Within the records, how many lines hold the word "bento"? State that number alone.

*** Opening of Data provided ***

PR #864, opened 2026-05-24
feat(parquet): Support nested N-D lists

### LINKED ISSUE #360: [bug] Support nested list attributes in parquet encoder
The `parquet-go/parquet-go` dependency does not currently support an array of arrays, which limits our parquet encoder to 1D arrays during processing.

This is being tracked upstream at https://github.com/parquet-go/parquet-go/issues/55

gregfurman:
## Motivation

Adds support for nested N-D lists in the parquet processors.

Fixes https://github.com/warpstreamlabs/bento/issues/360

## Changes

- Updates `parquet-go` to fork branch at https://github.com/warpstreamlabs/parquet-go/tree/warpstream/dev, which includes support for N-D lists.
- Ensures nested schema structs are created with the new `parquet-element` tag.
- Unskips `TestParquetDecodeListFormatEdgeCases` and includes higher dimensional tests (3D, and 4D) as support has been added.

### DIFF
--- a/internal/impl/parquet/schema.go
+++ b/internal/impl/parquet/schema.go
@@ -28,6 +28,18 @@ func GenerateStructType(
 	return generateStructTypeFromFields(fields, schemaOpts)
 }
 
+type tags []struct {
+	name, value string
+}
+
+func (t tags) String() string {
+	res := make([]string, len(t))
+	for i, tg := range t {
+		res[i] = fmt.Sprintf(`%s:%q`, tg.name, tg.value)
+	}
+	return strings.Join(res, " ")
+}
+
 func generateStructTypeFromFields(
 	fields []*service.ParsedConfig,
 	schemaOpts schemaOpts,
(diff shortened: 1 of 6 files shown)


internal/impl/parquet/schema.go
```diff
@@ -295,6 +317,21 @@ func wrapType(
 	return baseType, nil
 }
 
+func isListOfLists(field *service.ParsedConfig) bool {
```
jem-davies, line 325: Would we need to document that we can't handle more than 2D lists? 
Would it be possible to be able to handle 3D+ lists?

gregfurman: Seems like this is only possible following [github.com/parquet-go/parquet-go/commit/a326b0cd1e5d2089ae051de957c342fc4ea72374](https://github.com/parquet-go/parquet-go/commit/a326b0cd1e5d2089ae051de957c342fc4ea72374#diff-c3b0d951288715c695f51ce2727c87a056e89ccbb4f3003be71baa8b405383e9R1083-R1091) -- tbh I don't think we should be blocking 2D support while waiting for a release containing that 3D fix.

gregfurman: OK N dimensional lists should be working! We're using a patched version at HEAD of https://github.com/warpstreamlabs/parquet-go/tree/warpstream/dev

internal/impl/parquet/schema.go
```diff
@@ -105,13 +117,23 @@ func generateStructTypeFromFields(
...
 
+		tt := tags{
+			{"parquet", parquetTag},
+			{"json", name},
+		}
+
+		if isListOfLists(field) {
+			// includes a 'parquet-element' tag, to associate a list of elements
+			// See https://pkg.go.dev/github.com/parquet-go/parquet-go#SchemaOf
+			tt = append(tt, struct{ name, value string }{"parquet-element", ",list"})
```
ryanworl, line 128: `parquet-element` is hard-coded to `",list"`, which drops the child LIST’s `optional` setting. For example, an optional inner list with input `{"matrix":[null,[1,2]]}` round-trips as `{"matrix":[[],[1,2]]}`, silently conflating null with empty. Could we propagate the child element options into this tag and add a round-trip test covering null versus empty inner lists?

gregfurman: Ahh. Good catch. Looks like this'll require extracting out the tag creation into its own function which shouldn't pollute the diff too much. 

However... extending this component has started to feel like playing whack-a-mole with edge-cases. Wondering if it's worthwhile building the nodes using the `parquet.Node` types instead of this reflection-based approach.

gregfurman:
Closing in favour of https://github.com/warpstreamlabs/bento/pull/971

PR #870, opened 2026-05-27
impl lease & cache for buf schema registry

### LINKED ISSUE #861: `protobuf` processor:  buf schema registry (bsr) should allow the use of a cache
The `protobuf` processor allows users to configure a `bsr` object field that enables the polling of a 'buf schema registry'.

*** Close of Data provided ***

Response | 2